# Microsoft Office Application Help - Excel Help forum > Excel General >  >  split string into multiple columns

## bmccall17

I am attempting to take the following string:
"companyName - accountName"
and transpose it to multiple columns so it reads like this
"companyName" "accountName" in separate columns

Can some help educate me about the formula I would use to do such a thing?!

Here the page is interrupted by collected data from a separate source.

PR #269, opened 2018-04-20
use <s> tag instead of deprecated <strike>

gour:
Not a big thing, but it looks as `<strike>` tag is deprecated and obsolete, so new sites are recommended to use `<s>` tag instead...


ralsina:
Could you change it so when someone uses a strike role it generates s tags?

That way you don't break current users.

PR #270, opened 2018-04-24
Added Babeldates plugin

sukiletxe:
This PR adds a plugin which formats dates using Babel (see getnikola/nikola#2606). I know the bug reported there is not on your side, but just in case someone finds it useful, I share the plugin mentioned.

btw: the data came from WORD.

Thank you,
bam

----------


## jasoncw

Assuming "companyName - accountName" is in cell A1:

Cell B1:
=LEFT(A1,FIND("-",A1,1)-2)

Cell C1:
=RIGHT(A1,LEN(A1)-D16-1)

----------


## oldchippy

Go to Data > Text to column

----------


## jasoncw

> Go to Data > Text to column



Yeah, that is easier. Select Delimited, after clicking Next, make sure Space is checked, and use a - in the Other field.

----------


## oldchippy

Easiest, cleanest, quickest probably

----------


## ExcelIsEasy

> Yeah, that is easier. Select Delimited, after clicking Next, make sure Space is checked, and use a - in the Other field.



Here you have tutorial which can help in case of some problems: Text to columns

----------


## Pepe Le Mokko

5-year old thread....

----------


## Nisha Dhawan

Hello Everyone,

You can go through this link as well to learn many more things about how to "split a cell into multiple columns".

http://www.exceltip.com/tips/splitti...ent-cells.html

Thanks
Nisha

----------


## Arpita_Excel

Hello Everyone,

You can use below formulas:-

Company Name:- =LEFT (A2, SEARCH ("-", A2))
Account Name:-  =RIGHT(A2,LEN(A2)-SEARCH("-",A2,SEARCH("-",A2,SEARCH("-",A2)+1))) 

Thanks

----------